As the country continues its battle against the COVID-19, more people are getting vaccinated, and the number of positive cases continues to decrease, but is the end of the pandemic near?
Dr. Anthony Fauci, the nation’s leading infectious disease expert, told the PIX11 Morning News Friday the country is “going in the right direction, and we’re doing it pretty dramatically.”
Fauci told PIX11’s Dan Mannarino COVID-19 cases in the country have continued to drop, but “we don’t want to declare victory prematurely.”

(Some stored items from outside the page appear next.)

PR #138, opened 2024-07-25
feat: implement `DownloadResponse` command and Download Task

a-moreira:
Fully implement `RemoteDownloadDataRequest` event processes


client/file-transfer-service/src/commands.rs
```diff
@@ -61,6 +67,10 @@ pub enum RequestError {
     /// File not found in the registry.
     #[error("File not found in registry")]
     FileNotRegistered,
+    #[error("DownloadRequestId not found in internal mapping")]
+    DownloadRequestIdNotFound,
+    #[error("Failed to return response")]
+    ResponseFailure(OutgoingResponse),
```
links234, line 73: This only happens when sending the download response, right? I would rename this to `DownloadResponseFailure`, but we will probably make this specific to the command when we either have another command with this case or when refactoring errors.

client/file-transfer-service/src/handler.rs
```diff
@@ -151,6 +152,73 @@ impl Actor for FileTransferService {
...
+                                            target: LOG_TARGET,
+                                            "Failed to send the response back. Looks like the requester task is gone."
+                                        ),
+                                    };
+                                }
+                            }
+                        }
+                        None => {
+                            error!(target: LOG_TARGET, "No pending response channel found for request id {:?}", request_id);
+                            match callback.send(Err(RequestError::DownloadRequestIdNotFound)) {
```
links234, line 211: This `match callback.send` is replicated 3 times. I think it would be more readable if you do it only once at the end.

links234 (approved):
Besides a small comment everything looks good to merge.

client/file-transfer-service/src/handler.rs
a-moreira: Thanks, I wasn't careful enough here. I improved it!

client/file-transfer-service/src/commands.rs
a-moreira: I added the `Download` prefix to the error and also made it return the `OutgoingResponse` struct in the error message. Will add a `TODO` so we can eventually refactor this and split into different enums

links234 (approved):

ffarall (approved):

PR #145, opened 2024-07-31
chore: remove unused dependencies from the project

a-moreira:
found using https://github.com/est31/cargo-udeps by running
```
cargo +nightly udeps --all-targets --release
```

Looks like there is a false positive coming from the `cumulus-pallet-session-benchmarking` crate (it's actually used), so I left it untouched.


pallets/randomness/Cargo.toml
```diff
@@ -19,34 +19,26 @@ sp-core = { workspace = true }
 sp-io = { workspace = true }
 sp-runtime = { workspace = true }
 sp-std = { workspace = true }
-sp-consensus-babe = { workspace = true }
 codec = { workspace = true }
 
-# Benchmarks
```
links234, line 25: Isn't this a false positive too? Shouldn't this be enabled when building with `runtime-benchmarks`?

links234 (changes requested):
Nice finding, I was wondering if there was something tool to do this.

Please double check that benchmark is indeed not needed there.

pallets/randomness/Cargo.toml
a-moreira: The problem with `runtime-benchmarks` feature is that is wasn't working even before this, so I don't know. I tried to fix it yesterday but honestly couldn't.

links234 (approved):
Approving but we need to add `runtime-bechmarks` and `try-runtime` to CI builds too later so we don't second guess if `udeps` did the right thing.

a-moreira:
I agree, eventually when the need for `try-runtime` and `runtime-benchmarks` come, we will make the features work.

pallets/randomness/Cargo.toml
```diff
@@ -19,34 +19,26 @@ sp-core = { workspace = true }
...
-frame-benchmarking = { workspace = true, optional = true }
```
TDemeco, line 26: I agree with Alexandru, even though we have not benchmarked anything yet I'm not sure if it makes sense to remove a dependency that we know we'll need

TDemeco (approved):
Tested all pallets and the runtime and everything seems to be working still 😬 so LGTM 👍🏻

snowmead (approved):

ffarall (approved):
Thank you for taking the time to look into this, much appreciated!

PR #496, opened 2025-09-24
feat: ✨ Add CLI config param for MSP to distribute files

ffarall:
1. Add `enable_msp_distribute_files` flag in Blockchain Service, that determines whether or not a running MSP should even look for storage requests it has to distribute files for.
2. Avoid looking at existing storage requests for this MSP to distribute, or listen to related events if `enable_msp_distribute_files = false`.
3. Add flag to MSP sample config file.
4. Add flag to MSP CLI config params.

### DIFF
--- a/node/src/cli.rs
+++ b/node/src/cli.rs
@@ -175,10 +175,7 @@ pub struct ProviderConfigurations {
 
     /// Enable MSP file distribution to BSPs (disabled by default unless set via config/CLI).
     /// Only applicable when running as an MSP provider.
-    #[arg(long, value_name = "BOOLEAN", required_if_eq_all([
-        ("provider", "true"),
-        ("provider_type", "msp"),
-    ]))]
+    #[arg(long, value_name = "BOOLEAN")]
     pub msp_distribute_files: bool,
 
     // ============== Provider RPC options ==============


client/src/builder.rs
```diff
@@ -790,6 +794,10 @@ pub struct BlockchainServiceOptions {
     pub max_blocks_behind_to_catch_up_root_changes: Option<u32>,
     /// The peer ID of this node.
     pub peer_id: Option<Vec<u8>>,
+
```
HermanObst, line 797: remove this line

docker/fullnet-base-template.yml
```diff
@@ -83,6 +84,7 @@ services:
         '--sealing=manual',
         '--base-path=/data',
         '--msp-charging-period=12',
+        '--msp-distribute-files',
```
HermanObst, line 87: Shouldn't this be =true or something like that?

node/src/cli.rs
```diff
@@ -173,6 +173,11 @@ pub struct ProviderConfigurations {
     #[arg(long, default_value = "10")]
     pub max_blocks_behind_to_catch_up_root_changes: Option<u32>,
 
+    /// Enable MSP file distribution to BSPs (disabled by default unless set via config/CLI).
+    /// Only applicable when running as an MSP provider.
+    #[arg(long, value_name = "BOOLEAN")]
+    pub msp_distribute_files: bool,
```
snowmead, line 179: Not sure if there is a similar field which restricts this field to only be supplied if this condition is met `("provider_type", "msp"),`

snowmead (approved):
Left a small comment regarding the CLI option 👍

node/src/cli.rs
ffarall: I can't add that condition directly from the `arg` macro, but this flag is ignored when processed, unless the provider type is MSP.

PR #500, opened 2025-09-26
test: :bug: Ensure BSP volunteered in upload file integration test

snowmead:
Hit an [error](https://github.com/Moonsong-Labs/storage-hub/actions/runs/18046378830/job/51358587248?pr=499) where the BSP confirmation transaction was not found in the transaction pool. 

This change will ensure that at least the volunteer extrinsic happened in the previous block which normally makes this flow deterministic.


TDemeco (approved):
Nice catch! Now that we are distributing the file we care for at least one BSP having volunteered 👍🏻

PR #503, opened 2025-10-01
feat: unify authentication process

ftheirs:
WIP


sdk/msp-client/src/modules/buckets.ts
```diff
@@ -1,10 +1,41 @@
...
+  }
+
+  /** List files/folders under a path for a bucket (root if no path) */
+  getFiles(bucketId: string, options?: GetFilesOptions): Promise<FileListResponse> {
+    const headers = this.withAuth();
+    const path = `/buckets/${encodeURIComponent(bucketId)}/files`;
+    return this.ctx.http.get<FileListResponse>(path, {
+      ...(headers ? { headers } : {}),
+      ...(options?.signal ? { signal: options.signal } : {}),
+      ...(options?.path ? { query: { path: options.path.replace(/^\/+/, "") } } : {})
```
Karrq: Could you add a comment explaining what this replace does, in words? I'm not that good at regex, but to me it seems like it removed all `/` instances at the start of the string, right?
So `/foo/bar` becomes `foo/bar`?

sdk/msp-client/src/modules/files.ts
```diff
@@ -1,10 +1,289 @@
...
+    type FileInfoWire = Omit<FileInfo, "uploadedAt"> & { uploadedAt: string };
+    return this.ctx.http
+      .get<FileInfoWire>(path, {
+        ...(headers ? { headers } : {}),
+        ...(options?.signal ? { signal: options.signal } : {})
+      })
+      .then(
+        (wire): FileInfo => ({
+          ...wire,
+          uploadedAt: new Date(wire.uploadedAt)
```
Karrq: This is to convert the unix timestamp into a ISO style string, right?

sdk/msp-client/src/modules/files.ts
```diff
@@ -1,10 +1,289 @@
...
+  }
+
+  /** List files under a bucket path (root if no path) */
+  getFiles(bucketId: string, options?: GetFilesOptions): Promise<FileListResponse> {
+    const headers = this.withAuth();
+    const path = `/buckets/${encodeURIComponent(bucketId)}/files`;
+    return this.ctx.http.get<FileListResponse>(path, {
+      ...(headers ? { headers } : {}),
+      ...(options?.signal ? { signal: options.signal } : {}),
+      ...(options?.path ? { query: { path: options.path.replace(/^\/+/, "") } } : {})
```
Karrq: Same as the other comment related to the regex

sdk/msp-client/src/modules/files.ts
```diff
@@ -1,10 +1,289 @@
...
+      stream: res.body,
+      status: res.status,
+      contentType,
+      contentRange,
+      contentLength
+    };
+  }
+
+  /** Download a file by its location path under a bucket */
+  async downloadByLocation(
```
Karrq: This doesn't exist anymore

sdk/e2e/page/msp.html
```diff
@@ -489,13 +400,9 @@ <h3>Errors</h3>
...
-        if (!window.__msp.token) {
-          const jwt = generateMockJwt();
-          client.setToken(jwt);
-          window.__msp.token = jwt;
-          console.log('[TOKEN][AUTO]', jwt);
-        }
-        const dl = await client.downloadByLocation(bucketId, path);
+        const auth = await client.auth.getAuthStatus();
+        if (!auth || auth.status !== 'Authenticated') throw new Error('Not authenticated');
+        const dl = await client.files.downloadByLocation(bucketId, path);
```
Karrq, line 405: yeah this one we should remove since that endpoint doesn't exist anymore

sdk/e2e/page/msp.html
```diff
@@ -345,107 +298,53 @@ <h3>Errors</h3>
...
+              if (method === 'eth_chainId') return '0x2c3e6'; // 181222
+              throw new Error('Unsupported JSON-RPC method in test transport');
+            }
+          })
+        });
+
+        await client.auth.SIWE(wallet);
+        const auth = await client.auth.getAuthStatus();
+        window.__msp.status = auth?.status;
+        setText('authStatus', auth?.status || 'unknown');
```
TDemeco: No need for the `unknown` fallback

PR #504, opened 2025-10-03
fix: FileList response type

ftheirs:
FileListResponse type didn't contain children field in its type definition


Karrq (approved):

TDemeco (approved):
Good enough for now to have type completion but we should have a nicer way of displaying files

PR #506, opened 2025-10-06
feat(file-system): batch file deletion support

snowmead:
Enables multiple files to be deleted in the `delete_files` and `delete_files_for_incomplete_storage_request` extrinsics.

This will increase the file deletion throughput on a per block basis since prior to this change, fisherman nodes would have to submit sequential extrinsics with incrementing nonces to delete multiple files from the same Bucket Forest or BSP Forest. Without this, they would only be able to delete a single file per block per Forest.

The number of files that can be deleted are bounded by a new config parameter `MaxFileDeletionsPerExtrinsic`.

Note: Client side batching implementation will be done in another PR.

### DIFF
--- a/api-augment/package.json
+++ b/api-augment/package.json
@@ -1,6 +1,6 @@
 {
   "name": "@storagehub/api-augment",
-  "version": "0.2.6",
+  "version": "0.2.7",
   "description": "",
   "scripts": {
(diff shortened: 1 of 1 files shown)


ffarall (approved):
Just some quick changes that I trust you to take care of. Otherwise neat job!

PR #507, opened 2025-10-06
feat: Support for Payment streams on SDK

ftheirs:
Add getPaymentStreams method to MspClient in SDK
Add E2E and integration tests for this new feature

### DIFF
--- a/test/suites/integration/solochain-evm/sdk-precompiles.test.ts
+++ b/test/suites/integration/solochain-evm/sdk-precompiles.test.ts
@@ -302,14 +302,26 @@ await describeMspNet(
     });
 
     it("Should fetch payment streams using the SDK's MspClient", async () => {
-      // Retrieve payment streams for the authenticated user and print details for review
-      const streamsResp = await mspClient.getPaymentStreams();
-      strictEqual(streamsResp.streams.length, 1, "payment streams array length should be 1");
+      // Get on-chain information for payment streams
+      const mspId = userApi.shConsts.DUMMY_MSP_ID;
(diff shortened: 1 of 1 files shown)


test/suites/integration/solochain-evm/sdk-precompiles.test.ts
```diff
@@ -301,6 +301,17 @@ await describeMspNet(
...
+    it("Should fetch payment streams using the SDK's MspClient", async () => {
+      // Retrieve payment streams for the authenticated user and print details for review
+      const streamsResp = await mspClient.getPaymentStreams();
+      strictEqual(streamsResp.streams.length, 1, "payment streams array length should be 1");
+
+      const ps = streamsResp.streams[0];
+      strictEqual(ps.providerType, "msp", "providerType should be 'msp'");
+      strictEqual(ps.totalAmountPaid, "100000", "totalAmountPaid should be '100000'");
+      strictEqual(ps.costPerTick, "90664", "costPerTick should be '90664'");
+    });
```
TDemeco, line 313: Let's not hardcode this, but instead:
- Query the chain for the expected payment stream between the user and the MSP using `await userApi.query.paymentStreams.fixedRatePaymentStreams(mspId, account.address)`
- Use the SDK to get all the payment streams of the user, and filter the one between the user and this MSP, making sure it exists.
- Compare what's received from the SDK to what's on chain (rate, provider) to ensure they match. We don't have a `totalAmountPaid` on chain so we can safely ignore that one

TDemeco (approved):
Looks good 👍🏻 minor test change

PR #717, opened 2026-03-26
refactor(indexer): 🗑️ Remove `bucket_id` column from `file` table

ffarall:
## Summary

This PR removes the legacy `file.bucket_id` dependency from the indexer and backend code, and treats `onchain_bucket_id` as the single canonical bucket identifier throughout the codebase.

It also adds the required database migrations to enforce `bucket.onchain_bucket_id` uniqueness, drop the redundant `file.bucket_id` column and index, and update the generated schema snapshot accordingly.

## Key Changes

- Add indexer DB migrations to make `bucket.onchain_bucket_id` unique and remove `file.bucket_id`.
- Update Diesel schema and models to create, query, and maintain files and bucket stats using `onchain_bucket_id` directly.
- Refactor repository, DB client, MSP service, and indexer event handlers to stop translating through the internal bucket row ID.
- Refresh mocks, snapshots, and tests to match the new identifier flow and keep the `mocks` feature compiling cleanly.

## Why

This simplifies the data model around the chain-native bucket identifier, removes redundant joins and lookups, and aligns the backend/indexer behaviour with the assumption that each on-chain bucket ID maps to exactly one canonical bucket row.

## ⚠️ Breaking Changes ⚠️

- **Short description**

`bucket_id` column removed from `file` table, which now only relies on `onchain_bucket_id`.

- **Who is affected**

  - `🟤 [Indexer operators]`: A migration will be auto-run when the client upgrades, eliminating the `bucket_id` field and making `onchain_bucket_id` unique (provided `SH_INDEXER_DB_AUTO_MIGRATE` env var is NOT set to `false`)
  
- **Suggested code changes**

None. Migrations should apply automatically.


client/indexer-db/migrations/2026-03-25-000001_make_bucket_onchain_bucket_id_unique/up.sql
```diff
@@ -0,0 +1,6 @@
+-- Enforce bucket on-chain ID uniqueness.
+-- This matches current code assumptions that bucket lookups by onchain_bucket_id
+-- resolve to a single canonical bucket row.
+DROP INDEX IF EXISTS idx_bucket_blockchain_id;
+
+CREATE UNIQUE INDEX idx_bucket_blockchain_id ON bucket(onchain_bucket_id);
```
ffarall, line 6: We should check if this is actually true and under no circumstance there can be a duplicated `onchain_bucket_id` in the indexer db

client/indexer-db/src/models/bucket.rs
```diff
@@ -177,12 +177,12 @@ impl Bucket {
     /// Increment file count and update total size
     pub async fn increment_file_count_and_size<'a>(
         conn: &mut DbConnection<'a>,
-        bucket_id: i64,
+        onchain_bucket_id: Vec<u8>,
```
TDemeco: Why not `&[u8]` instead of `Vec<u8>`? The Diesel `.filter()` accepts it and it avoid us having to `.clone` the vec when we call this

client/indexer-db/src/models/bucket.rs
```diff
@@ -195,12 +195,12 @@ impl Bucket {
     /// Decrement file count and update total size
     pub async fn decrement_file_count_and_size<'a>(
         conn: &mut DbConnection<'a>,
-        bucket_id: i64,
+        onchain_bucket_id: Vec<u8>,
```
TDemeco: Same here

backend/lib/src/data/indexer_db/repository/postgres.rs
```diff
@@ -130,15 +130,15 @@ impl IndexerOps for Repository {
...
     async fn get_files_by_bucket(
         &self,
-        bucket: i64,
+        bucket: &Hash,
         limit: i64,
         offset: i64,
     ) -> RepositoryResult<Vec<File>> {
         let mut conn = self.pool.get().await?;
 
         // Same as File::get_by_bucket_id but with pagination
```
TDemeco: Stale comment, that fn does not exist anymore

TDemeco (approved):
Looks good, just some nitpicks 💯

PR #23, opened 2014-05-30
[scripts] add travis-build.sh and .travis.yml file

eren:
Github provides travis continuous integration service. This change makes it possible to utilize travis with prebuilt toolchains from http://newos.org/toolchains/

The build matrix is defined in .travis.yml file. I don't know to full extend which toolchain should be used for each project. This list need to be extended. If you can provide me with build matrix, I can update the PR.

The sample output for travis can be seen in https://travis-ci.org/eren/lk

Regards,
Eren


travisg:
Hmm, finally looking at this. Will take and update on the master side.

travisg:
taken upstream, thanks!

PR #26, opened 2014-10-22
some bug fix and improvement

ghost:
1.fix the build break
2.implement fiq function
3.remove 32bit code


travisg:
Closing this after far too long, and the delay here was on the project's side, not yours — Travis said in 2014 he'd work through it commit by commit, you followed up with a fix for the `device_find` loop, and then it went quiet from us. Sorry about that.

Ten years on there's no honest way to pick this up as a branch: it's 73 files against a tree that has since been through the spinlock rework Travis mentioned at the time, plus SMP, the VM rewrite, and the module system. Nothing in it rebases.

If any of the individual fixes still bite you on current master, please do open them as small separate PRs — those would be looked at promptly now.

PR #30, opened 2014-12-10
[make] add support for GCC 4.9 diagnostic colors

M1cha:


travisg:
Thanks, I made a more or less equivalent patch without the test. It seems if you just set GCC_COLORS to something nonzero it'll default to auto on the colorized output, which is good enough.

PR #32, opened 2014-12-12
X86 64

srodrig1:
Check if that can be portable enough there is no hash defines regarding architecture, I,m using __alignof__ to align every new declared data structure to the minimal aligned required from the proper architecture, I created a new macro for that, let me know if you think this solve the problem, or maybe look for other solutions.


travisg:
I just did a big merge of srodrig1/master into master here, so I think this is part of that change? Going to close. Reopen if I missed something.

PR #36, opened 2015-02-03
[kernel] thread_join from multiple threads

jaybh:
This patch enables multiple concurrent threads to call thread_join on
a particular thread

In thread_join(), we simply make checks regarding whether the thread
structure has been freed or not.

This could just be a quick fix. A better solution would be to
implement reference counting on thread objects, and free the
resources when the count goes to zero.


travisg:
Filed a bug and closed it out after.... 12 years? wow. Yeah, this isn't a solid solution short of having some sort of handle based scheme.

PR #40, opened 2015-03-06
[vm] search translation table to for phys2virt

M1cha:
this allows us to correctly translate addresses that were not mapped
by the initial table.


travisg:
What is this trying to solve? I cannot figure out what it's doing.

M1cha:
if u try to the virtual address from a physical one that got mapped dynamically using arch_mmu_map you won't get a result using the current way.

PR #41, opened 2015-03-06
OpenRISC 1000 (or1k) architecture port and or1ksim platform

skristiansson:
This pull request adds support for the OpenRISC 1000 architecture and an or1ksim platform that uses the architecture.

OpenRISC is an open cpu architecture project, completely community driven and it has several
open source hardware implementations as well as simulator implementations.
The port presented here is aimed at implementations that are compliant with version 1.1 of the architecture
specification:
https://github.com/openrisc/doc/blob/master/openrisc-arch-1.1-rev0.pdf?raw=true

The or1ksim "golden reference" simulator is one of the implementations that fulfills that requirement,
and that has been chosen as the supporting platform.
https://github.com/openrisc/or1ksim
Building the simulator should be fairly straight forward, a simple
'./configure --target=or1k-elf && make && make install' should do.

Apart from running the or1ksim platform in or1ksim, most existing other platforms matches
that in terms of memory map for the UART etc.
I have also tested the port by running it on mor1kx, which is a hardware implementation:
https://github.com/openrisc/mor1kx
and jor1k, an or1k simulator implemented in javascript:
https://github.com/s-macke/jor1k
A live demo of that can be found here:
http://oompa.chokladfabriken.org/openrisc/jor1k/demos/lk.html

Instructions on how to build an or1k-elf- toolchain needed for this port can be found here:
http://opencores.org/or1k/OpenRISC_GNU_tool_chain#Newlib_toolchain_.28or1k-elf.29

A few final notes about the port
- MMU is supported, but can be opted out by not defining WITH_KERNEL_VM on a platform level.
- The uart code in the or1ksim platform is close to a 1:1 copy of the omap3 uart, which both are ns16550 uarts. It could be a good idea to break this out into a generic driver instead.
- As things stands today, the cpu never leaves kernel mode.  
Mostly because I couldn't find any references in the other ports of initiating usermode threads.  
So, I'd like to get some input on that topic.  
In terms of other changes needed to support that would basically be to switch to a kernel stack on exception entry from usermode, currently the exception handlers use the stack that got interrupted.

### DIFF
--- a/arch/or1k/arch.c
+++ b/arch/or1k/arch.c
@@ -1,0 +1,45 @@
+/*
+ * Copyright (c) 2015 Travis Geiselbrecht
+ *
+ * Permission is hereby granted, free of charge, to any person obtaining
+ * a copy of this software and associated documentation files
+ * (the "Software"), to deal in the Software without restriction,
+ * including without limitation the rights to use, copy, modify, merge,
+ * publish, distribute, sublicense, and/or sell copies of the Software,
+ * and to permit persons to whom the Software is furnished to do so,
+ * subject to the following conditions:
+ *
+ * The above copyright notice and this permission notice shall be
+ * included in all copies or substantial portions of the Software.
+ *
+ * THE SOFTWARE IS PROVIDED "AS IS", WITHOUT WARRANTY OF ANY KIND,
+ * EXPRESS OR IMPLIED, INCLUDING BUT NOT LIMITED TO THE WARRANTIES OF
+ * MERCHANTABILITY, FITNESS FOR A PARTICULAR PURPOSE AND NONINFRINGEMENT.
+ * IN NO EVENT SHALL THE AUTHORS OR COPYRIGHT HOLDERS BE LIABLE FOR ANY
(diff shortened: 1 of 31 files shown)


travisg:
Super cool! I'll give it a whirl on the emulator tonight, but see no reason why I shouldn't be able to take it as is.

travisg:
Neat! I built a toolchain and was able to run it. Works pretty well, though the time seems to be somewhat off in the simulator.

As far as user space, at the moment lk never enters user space. It's primarily used in kernel mode only embedded systems, though I'm thinking about adding an optional add-on user space that sits on top of the VMM.

skristiansson:
Yeah, or1ksim's timer doesn't really reflect real time (and not really simulated clock cycles neither).
When running on a real target, at least the clock_tests count to 5 takes 5 seconds,
so it seems to be alright.

Thanks for the info about user space, that was kind of what I've figured, but better ask than sorry ;)
I'll keep an eye out for your potential updates in that field though.

Also, thanks for merging.

PR #42, opened 2015-03-07
[vm] allow using null pointers

M1cha:
on devices where SDRAM starts at 0x0 null pointers were treated as a error.
To work around this problem, 'pmm_alloc_kpages' now returns a result code
and stores the allocated address in a void** pointer.


M1cha:
it turns out this was just a workaround for a wrong MMU mapping

PR #43, opened 2015-03-09
[arch][arm] fix disabling WITH_KERNEL_VM

M1cha:
inspired by the commit from @xiaoxiang-xiaomi but without disabling the MMU

### DIFF
--- a/arch/arm/arm/arch.c
+++ b/arch/arm/arm/arch.c
@@ -141,7 +141,7 @@ void arch_chain_load(void *entry, ulong arg0, ulong arg1, ulong arg2, ulong arg3
 
 	arch_quiesce();
 
-#if WITH_KERNEL_VM
+#if ARM_WITH_MMU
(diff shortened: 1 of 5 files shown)


zeusk:
what's the point of using mmu without vm ?

travisg:
You have to use it to at least set up an identity map with different cache
settings on main memory and device memory before you can enable the data
cache. That's what the old mmu code on lk used to do prior to the VM. It
could only handle 1MB segments.

M1cha:
didn't the novm commits fix this?

travisg:
It might have. I have been thinking of revisiting this soon. There is some new mmu stuff coming down the pipe soon, to fully support user space, and I figured I'd look at it then.

M1cha:
I'm not sure if this was fixed on main, but given how much LK evolved this change probably doesn't make sense anymore.

PR #50, opened 2015-07-02
update CMSIS for arm-m

cpu-chromium:
1- License has changed, it looks more permissive now.
2- I did not try to preserve the changes, the files have 5 years worth of differences.

This also includes a slightly better readme.md which I can drop.


travisg:
This is already upstream, right?

cpu-chromium:
Yep, I think this has been merged.

travisg:
Okay, closing.

PR #57, opened 2015-10-09
[spiflash][stm32f7] Protect SPIFlash driver with a mutex.

gkalsi:
Spiflash operations should be atomic. Guard external qspi methods with a mutex.


travisg:
LGTM. push it

PR #62, opened 2015-10-23
_Static_assert is called static_assert in C++

ErikCorryGoogle:


travisg:
Thanks, committed and pushed.

PR #434, opened 2017-01-11
Remove box-sizing polyfill

anselmbradford:
The box-sizing polyfill is only for IE6/7 and hasn't been updated in three years. I think it's time to remove it and free ourselves of it as a dependent setting.

## Removals

- Remove references to the box-sizing polyfill.

## Testing
- Run `npm run build` and check that IE8+ works in the CF sandbox.

## Notes

- Updates to cf-form are purely to allow the build step to pass.

### DIFF
--- a/src/cf-grid/src/cf-grid.less
+++ b/src/cf-grid/src/cf-grid.less
@@ -12,7 +12,6 @@
 // Less variables
 //
 
-@grid_box-sizing-polyfill-path: '../../box-sizing-polyfill';
 @grid_wrapper-width:            1200px;
 @grid_gutter-width:             30px;
 @grid_total-columns:            12;
@@ -60,14 +59,6 @@
   .lt-ie8 & {
     // Hack inline-block into submission
     display: inline;
-    // Mixing negative margins and the box-sizing hack can be dangerous.
-    // This is a temporary fix for: https://github.com/cfpb/cf-grid/issues/17
-    margin-right: 0;
-
-    // Clearfix hack for IE 6/7 only
-    zoom: 1;
-    // Box-sizing polyfill
-    behavior: url('@{grid_box-sizing-polyfill-path}/boxsizing.htc');
   }
 
   // Modifying standard width and padding for prefixed/suffixed columns, if necessary:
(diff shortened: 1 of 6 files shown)


src/cf-forms/src/cf-forms.less
```diff
@@ -10,36 +10,37 @@
 
 // Input borders
 @input-border:                  #5b616b;
-@input-border__hover:           @pacific;
-@input-border__focused:         @pacific;
-@input-border__active:          @pacific;
-@input-border__error:           @red;
-@input-border__warning:         @gold;
-@input-border__success:         @green;
+@input-border__hover:           #0072ce; // @pacific;
```
jimmynotjim: Remove these variable changes so that it doesn't clash with your other PR.

src/cf-grid/src/cf-grid.less
```diff
@@ -60,14 +59,6 @@
   .lt-ie8 & {
     // Hack inline-block into submission
     display: inline;
-    // Mixing negative margins and the box-sizing hack can be dangerous.
-    // This is a temporary fix for: https://github.com/cfpb/cf-grid/issues/17
-    margin-right: 0;
-
-    // Clearfix hack for IE 6/7 only
-    zoom: 1;
```
jimmynotjim: I think we still need the zoom hack right?

src/cf-forms/src/cf-forms.less
anselmbradford: It won't build otherwise. I can add them as a separate (third PR), since any PR off of v4 branch will run into this.

src/cf-grid/src/cf-grid.less
anselmbradford: I was going off the comment saying it was IE 6/7 only, do you know what we need it for?

jimmynotjim: No, just being careful because the comment didn't mention the polyfill like the other changes. Maybe @Scotchester does?

src/cf-forms/src/cf-forms.less
jimmynotjim: Leave it and figure out the collusion when you merge the second one.

PR #437, opened 2017-01-12
Updated the changelog for the v4 release

jimmynotjim:
Preparing for the v4 release. Condensed the changes/additions but kept the deprecated removals for user reference.


Scotchester:
The only comment I have is keep this diff handy. I think people doing migrations to v4 will want to reference some of the details you removed from the Changes section.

The country needs to continue to work and get as many people vaccinated, and as states continue to open up, those who are not inoculated should continue to wear masks, especially if they’re in states and cities where the vaccination rate is low.
“The best way to get rid of that mask is to get vaccinated,” Fauci said.
New York and New Jersey are reporting their lowest cases since the start of the pandemic.
How close are we to declaring “herd immunity?”
“We don’t know what that threshold number is,” Fauci said.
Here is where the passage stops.